As part of the Second Payment Services Directive PSD2, we as a financial institution are obliged to carry out random checks. We must therefore ask you to confirm your user data in the attached form in order to ensure secure payment transactions.

If you do not comply with the confirmation of your user data, we are obliged to charge you a fee of € 12,99 in accordance with our general terms and conditions. Furthermore, we are obliged to temporarily restrict your account. In this case, reactivation of your account would only be possible manually by your customer advisor.

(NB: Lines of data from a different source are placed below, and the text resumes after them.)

Issue #4591, opened 2017-03-28
Switch project importing output to the websocket JSONRPC API endpoint


vparfonov:
Need to rewrite client side of IDE to the new implementation of WebSocket communication.
Add new message  transceiver on server side  for IDE, keep current implementation based on channel subscription for Dashboard

PR #4888, opened 2017-04-24
Broadcast project import output through json rpc protocol

vzhukovs:
### What does this PR do?
This changes proposal adds ability to broadcast project importing output through JSON RPC protocol. Although there is a back compatibility for broadcasting output events through Web Socket protocol.

Signed-off-by: Vladyslav Zhukovskii <vzhukovskii@codenvy.com>

#4591 

#### Changelog
Broadcast project import output through json rpc protocol

#### Release Notes
N/A

#### Docs PR
N/A


vzhukovs:
ci-build

gazarenkov:
@vzhukovskii what's the status of this?

vzhukovs:
Ready to merge, just need approve from reviewers

ide/che-core-ide-app/src/main/java/org/eclipse/che/ide/projectimport/wizard/ProjectImportOutputJsonRpcSubscriber.java
```diff
@@ -0,0 +1,67 @@
...
+ *
+ * @author Vlad Zhukovskyi
+ * @since 5.9.0
+ */
+@Singleton
+public class ProjectImportOutputJsonRpcSubscriber {
+
+    public static final String WS_AGENT_ENDPOINT = "ws-agent";
+
+    private static final String EVENT_IMPORT_OUTPUT_SUBSCRIBE    = "event:import-project:subscribe";
```
dkulieshov: This probably should be changed to something like `importProject/subscribe` according to our json rpc naming conventions

vzhukovs: Fixed

core/che-core-api-core/src/main/java/org/eclipse/che/api/core/jsonrpc/commons/RequestHandlerManager.java
```diff
@@ -134,6 +134,21 @@ public boolean isRegistered(String method) {
         return methodToCategory.containsKey(method);
     }
 
+    public synchronized boolean deregister(String method) {
```
dkulieshov, line 137: As I see we can handle this more accurate here: we can first get category by method's name from `methodToCategory` and than knowing category we can remove method handler from exactly one map of handlers, what do you think?

wsagent/che-core-api-project/src/main/java/org/eclipse/che/api/project/server/ProjectService.java
```diff
@@ -351,8 +361,16 @@ public void importProject(@ApiParam(value = "Path in the project", required = tr
                                                                      ServerException,
                                                                      NotFoundException,
                                                                      BadRequestException {
-        projectManager.importProject(path, sourceStorage, force,
-                                     () -> new ProjectImportOutputWSLineConsumer(path, workspace, 300));
+
```
dkulieshov, line 364: I believe it is not enough to rewrite the method here. The main idea that stands by this task is to replace all REST and old websocket calls by new JSON-RPC implementation. I mean we also need to replace the REST call itself (`@Path("/import/{path:.*}")`) by JSON-RPC call (`project/import` or something like that). So eventually we should not have any REST calls in this service, perhaps meanwhile we can have a separate JsonRpcProjectService to decouple REST and JSON-RPC logics. Do you see what I mean?

wsagent/che-core-api-project/src/main/java/org/eclipse/che/api/project/server/ProjectService.java
```diff
@@ -351,8 +361,16 @@ public void importProject(@ApiParam(value = "Path in the project", required = tr
...
+        final int delayBetweenMessages = 300;
+
+        final ProjectImportOutputWSLineConsumer wsLineConsumer =
```
dkulieshov, line 367: Do we still need this? Is it used somewhere?

wsagent/che-core-api-project/src/main/java/org/eclipse/che/api/project/server/importer/BaseProjectImportOutputLineConsumer.java
```diff
@@ -0,0 +1,83 @@
...
+    public void close() throws IOException {
+        executor.shutdown();
+    }
+
+    @Override
+    public void writeLine(String line) throws IOException {
+        try {
+            lineToSendQueue.put(line);
+        } catch (InterruptedException ignored) {
+            // ignore if interrupted
```
dkulieshov: I would add at least a log message here, that should slightly improve the logging :-)

dkulieshov:
We should think on all JSON-RPC based project operations method naming (not only import). In my opinion it should be named something like `project/{operation}/{additional_context}` or something similar, for example for import process output subscription we can call it `project/import/subscribe` while for project import we can call `project/import`. What is your thinking on that?

wsagent/che-core-api-project/src/main/java/org/eclipse/che/api/project/server/importer/ProjectImportOutputJsonRpcRegistrar.java
```diff
@@ -0,0 +1,57 @@
...
+/**
+ * Endpoint registry for broadcasting project import events. Holds registered client's endpoint ids.
+ *
+ * @author Vlad Zhukovskyi
+ * @since 5.9.0
+ */
+@Singleton
+public class ProjectImportOutputJsonRpcRegistrar {
+
+    private static final String EVENT_IMPORT_OUTPUT_SUBSCRIBE    = "importProject/subscribe";
```
azatsarynnyy: Maybe it would be better to place these constants in the shared [Constants.java](https://github.com/eclipse/che/blob/master/wsagent/che-core-api-project-shared/src/main/java/org/eclipse/che/api/project/shared/Constants.java#L16)?

core/che-core-api-core/src/main/java/org/eclipse/che/api/core/jsonrpc/commons/RequestHandlerManager.java
vzhukovs: Refactored the code and add switch constrution

wsagent/che-core-api-project/src/main/java/org/eclipse/che/api/project/server/ProjectService.java
vzhukovs: Yes, websocket line consumer still needs for dashboard uses. Left for backward compatibility.

wsagent/che-core-api-project/src/main/java/org/eclipse/che/api/project/server/importer/BaseProjectImportOutputLineConsumer.java
vzhukovs: Added log call

wsagent/che-core-api-project/src/main/java/org/eclipse/che/api/project/server/importer/ProjectImportOutputJsonRpcRegistrar.java
vzhukovs: Moved to the constants

wsagent/che-core-api-project/src/main/java/org/eclipse/che/api/project/server/ProjectService.java
dkulieshov: I see that [issue](https://github.com/eclipse/che/issues/4591) description does not state this and that's a bit odd as that's the main idea here. We can create a separate issue for this if you think that this would require additional work or we can apply changed directly to this PR if that would take not much time, it is up to you.

vzhukovs: The main task was just streaming importer logs over JSON-RPC protocol. @vparfonov and I had discussion about this moment before and we decided to make only logs streaming at first step. Running import operation over JSON-RPC will be next step of this global task.

dkulieshov (approved):

wsagent/che-core-api-project/src/main/java/org/eclipse/che/api/project/server/ProjectService.java
vzhukovs: Created separated issue for switching begin project import via JSON-RPC https://github.com/eclipse/che/issues/5410

azatsarynnyy (approved):

Issue #4679, opened 2017-04-03
Test runner launch tests on the same JVM with dev-machine


musienko-maxim:
**Reproduction Steps:**
1) Create java console application from wizard
2) Open  the AppTest class and add   `System.exit(1);`  invocation in the test.
**Expected result:** the test should pass
**Actual result:** the test has invoked System.exit. The workspace 
has crashed. The test can invoke any java code on the JVM of dev-machine! It is very critical for security.
![anim](https://cloud.githubusercontent.com/assets/1640058/24615491/13923ffa-1897-11e7-80a5-dbf98548a364.gif)
**OS and version:** Ubuntu 14.0 TLS, chrome browser

vparfonov:
Done for TestNG test framework

PR #4922, opened 2017-04-26
Temporary fix for https://issues.jboss.org/browse/CHE-214

davidfestal:
Wildfly Swarm / Arquillian tests cannot be run successfully.

Signed-off-by: David Festal <dfestal@redhat.com>

### What does this PR do?

It correctly changes the OS current working directory to the tested project root directory during the execution of the tests. This is necessary for various test framework that assume the tests to be started in the project root directory.

However the true long-term solution for these problems is to refactor the Testing feature to run tests in their own process (see https://issues.jboss.org/browse/CHE-192 and https://github.com/eclipse/che/issues/4679)

### DIFF
--- a/plugins/plugin-testing-java/plugin-testing-junit/che-plugin-testing-junit-server/pom.xml
+++ b/plugins/plugin-testing-java/plugin-testing-junit/che-plugin-testing-junit-server/pom.xml
@@ -22,6 +22,10 @@
     <name>Che Plugin :: Java Testing :: JUnit Server</name>
     <dependencies>
         <dependency>
+            <groupId>com.github.jnr</groupId>
+            <artifactId>jnr-posix</artifactId>
+        </dependency>
+        <dependency>
             <groupId>com.google.inject</groupId>
             <artifactId>guice</artifactId>
         </dependency>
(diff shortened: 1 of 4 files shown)


plugins/plugin-testing-java/pom.xml
```diff
@@ -26,6 +26,15 @@
         <module>plugin-testing-junit</module>
         <module>plugin-testing-testng</module>
     </modules>
+    <dependencyManagement>
+        <dependencies>
+            <dependency>
+                <groupId>com.github.jnr</groupId>
+                <artifactId>jnr-posix</artifactId>
+                <version>3.0.38</version>
```
benoitf: introduction of specific version should be done at https://github.com/eclipse/che-dependencies/blob/master/pom.xml  (there is also an openshift branch)

benoitf: also the IP should be checked on https://dev.eclipse.org/ipzilla/query.cgi

davidfestal:
@l0rd could you review this PR please ?

benoitf:
note: it requires https://github.com/eclipse/che-dependencies/pull/42 to be merged first

l0rd (approved):
LGTM

Issue #4670, opened 2017-04-03
The error notification is not informative if copy a file in a folder where a file with this name exists


SkorikSergey:
**Reproduction Steps** for a file:

- Create any project.
- In the Project create a file.
- Copy this file and try to paste it there

**Expected behavior:**
The "Error" notification appears with the message "Resource already exists"

**Observed behavior:**
The "Error" notification appears without the message about the file exists

**Reproduction Steps** for a folder:

- Create any project.
- In the Project create a folder.
- Copy this folder and try to paste it there

**Expected behavior:**
The "Error" notification appears with the message "Resource already exists"

**Observed behavior:**
The "Error" notification appears without the message about the folder exists

**Che version:** 5.6.0-SNAPSHOT
**OS and version:** Ubuntu 16.04 LTS
**Docker version:** 1.12.3
**Che install:** Docker container

**Additional information:**
Problem can be reliably reproduced, doesn't happen randomly: [Yes]
![anim](https://cloud.githubusercontent.com/assets/7760565/24600696/707f7810-185e-11e7-9064-b477e7289635.gif)

PR #4926, opened 2017-04-26
CHE-4670: make copy file operation more informative

svor:
### What does this PR do?
Makes copy file operation more informative.
If a file with its name already exists the window will be shown:
selection_003

https://github.com/eclipse/che/issues/4670

#### Changelog

Make copy file operation more informative

### DIFF
--- a/ide/che-core-ide-app/src/main/java/org/eclipse/che/ide/resources/impl/ResourceManager.java
+++ b/ide/che-core-ide-app/src/main/java/org/eclipse/che/ide/resources/impl/ResourceManager.java
@@ -544,7 +544,9 @@ public final class ResourceManager {
         checkArgument(!source.getLocation().isRoot(), "Workspace root is not allowed to be copied");
 
         return findResource(destination, true).thenPromise(resource -> {
-            checkState(!resource.isPresent() || force, "Cannot create '" + destination.toString() + "'. Resource already exists.");
+            if (resource.isPresent() && !force){
+                return promises.reject(new IllegalStateException("Cannot create '" + destination.toString() + "'. Resource already exists."));
+            }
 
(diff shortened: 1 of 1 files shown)


ide/che-core-ide-app/src/main/java/org/eclipse/che/ide/resources/impl/ResourceManager.java
```diff
@@ -544,7 +544,9 @@ private NewProjectConfigDto asDto(MutableProjectConfig config) {
         checkArgument(!source.getLocation().isRoot(), "Workspace root is not allowed to be copied");
```
vzhukovs, line 544: translate this statement with using `return promises.reject(...)`

vzhukovs (approved):

vparfonov (approved):

ide/che-core-ide-app/src/main/java/org/eclipse/che/ide/resources/impl/ResourceManager.java
svor: In this class we have many validations like this:
`checkArgument(expression, errorMessage)`
So, I think we should change many of them but not in this issue.

vzhukovs: then ok

slemeur:
@vparfonov For this kind of PR, you need to notify PM. and request approval
The title of the popup is not appropriate: it's not an error. 
It's not "cannot", as we can overwrite. 

Could we change the messages to:
- Title: "File already exists. Do you want to replace it?"
- Message: "A file with the same name already exists in the destination folder. Do you want to replace it?"
- Actions: "Rename" "Cancel" "Replace"

PR #4930, opened 2017-04-26
Add secret to workspaces for bayesian plugin

amisevsk:
### What does this PR do?
Adds env var to workspace containers to allow the bayesian server to communicate with backend.

This is a bit of a workaround, as currently there doesn't seem to be a good way of figuring out which agents are going to be injected at workspace creation.


l0rd:
If we have time it would be better to move this code in rh-che repository using a patch

PR #4947, opened 2017-04-27
Add Alpine support to ls-json

davidwindell:
### What does this PR do?
Add's Alpine support to ls-json (the same as other agents)

#### Changelog

Fixed Alpine support for ls-json (the same as other agents)

#### Release Notes

Fixed Alpine support for ls-json (the same as other agents)

### DIFF
--- a/agents/ls-json/src/main/resources/org.eclipse.che.ls.json.script.sh
+++ b/agents/ls-json/src/main/resources/org.eclipse.che.ls.json.script.sh
@@ -139,6 +139,14 @@ elif echo ${LINUX_TYPE} | grep -qi "opensuse"; then
         ${SUDO} zypper in nodejs
     }
 
+# Alpine 3.3
+############
+elif echo ${LINUX_TYPE} | grep -qi "alpine"; then
+    test "${PACKAGES}" = "" || {
+        ${SUDO} apk update
+        ${SUDO} apk add ${PACKAGES};
+    }
+
 else
     >&2 echo "Unrecognized Linux Type"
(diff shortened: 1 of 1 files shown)


benoitf (approved):

ghost (approved):

agents/ls-json/src/main/resources/org.eclipse.che.ls.json.script.sh
```diff
@@ -139,6 +139,14 @@ elif echo ${LINUX_TYPE} | grep -qi "opensuse"; then
         ${SUDO} zypper in nodejs
     }
 
+# Alpine 3.3
+############
+elif echo ${LINUX_TYPE} | grep -qi "alpine"; then
```
tolusha, line 144: What about installing nodejs dependencies?
Are they required for alpine?

tolusha (changes requested):

benoitf (changes requested):
CLA is required or Signed-Off header needs to be added https://dev.eclipse.org/eclipse-webhook/services/status_details.php?id=5902f17391d65 for this PR

agents/ls-json/src/main/resources/org.eclipse.che.ls.json.script.sh
davidwindell: :+1: done

benoitf (approved):

tolusha (approved):

slemeur (approved):

PR #4980, opened 2017-05-03
Rework top test menu items

davidfestal:
### What does this PR do?

This PR reworks the behaviour of the top menu `Run -> Test` menu items.
Until now, these menus items were based on the Java Editor only. So when no Java Editor had the focus, the menu items were disabled, even with a Java source file selected in File Explorer. This was leading to an inconsistent behaviour between the Project Explorer `Test` contextual menu and the `Run -> Test` top menu item.

With this PR, the proposed test menu items are based on the current resource, either from the project explorer or the currently opened editor, according to which one has the focus. This brings back consistency between both menus.

https://issues.jboss.org/browse/CHE-227

#### Changelog

Provide a consistent behaviour between the `Run -> Test` top menu item and the `Run Test` project explorer contextual menu.

#### Release Notes

Provide a consistent behaviour between the `Run -> Test` top menu item and the `Run Test` project explorer contextual menu.


davidfestal:
@l0rd Could you review this one ?

benoitf:
ci-build

davidfestal:
@l0rd @benoitf do you think this is ready for merge ?

benoitf:
@vparfonov ?

benoitf (approved):

l0rd (approved):

davidfestal:
@vparfonov @slemeur is there anything more I should do in order to have this PR merged ?

slemeur (approved):

vparfonov:
Need QA confirmation

plugins/plugin-testing-java/plugin-testing-junit/che-plugin-testing-junit-ide/src/main/java/org/eclipse/che/plugin/testing/junit/ide/action/RunAllTestAction.java
```diff
@@ -31,35 +44,63 @@
...
+        
+        Project project = resource.getProject();
+        if (project == null) {
+            e.getPresentation().setEnabledAndVisible(false);
+        }
+        
+        e.getPresentation().setVisible(true);
+
+        String projectType = project.getType();
+        boolean enable = "maven".equals(projectType);
```
vparfonov, line 102: Why we need here checking for "maven" what about "javac" project?

vparfonov:
Basically ok for me except adding checking on "maven" project type. Why we need it?

plugins/plugin-testing-java/plugin-testing-junit/che-plugin-testing-junit-ide/src/main/java/org/eclipse/che/plugin/testing/junit/ide/action/RunAllTestAction.java
davidfestal: @vparfonov : because for the moment the Java (JUnit / TestNG) testing feature is only supported on maven Java projects. that was from the beginning of this feature afaik. But sure as soon as this limitation is dropped, we'll be able to remove this test.

musienko-maxim:
@davidfestal 
So, after selenium cycle tests we have not found regression. But we have 1 question.
We have a specific test with TestNg xml suite. In previous version we could launch of the 'TestNG XML suite' menu from any selected item of the project. But on this moment we cannot launch from this menu (becouse this one is disabled) if we select a class from  /src/main/java or /src/test/javaaa folder. Is it bug or feature? More details in the screencast:
anim

davidfestal:
> But on this moment we cannot launch from this menu (becouse this one is disabled) if we select a class from /src/main/java or /src/test/javaaa folder. Is it bug or feature

Well, when reworking the testing menu, I tried to fix inconsistencies in the overall behavior, and thus had to understand / rethink the menu activation rules. And it seemed to me that, when you're explicitly requesting tests on a Java file, the aim is not to start a test whose input is a specific unrelated XML file. So when I disabled the `TestNG XML Suite` option in this case I just saw this as the expected behavior of the Testing feature. But I may have been wrong.

davidfestal:
@musienko-maxim are you OK with my comment and is it possible to merge now ?

musienko-maxim:
For me ok.

musienko-maxim (approved):

benoitf:
@vparfonov ? can we merge

vparfonov (approved):

benoitf:
ci-build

You can already see that the creators of the phishing email even want to put pressure on the user with a penalty fee and account blocking. The aim is to persuade him to type the data into the form without thinking too long - and thus to commit a huge mistake.

General phishing training

In my view, recognizing such fraudulent e-mails is part of the necessary knowledge that one should have when the Internet is let loose on one. With the help of our post "What are phishing mails?"you learn which criteria can be used to recognize phishing emails.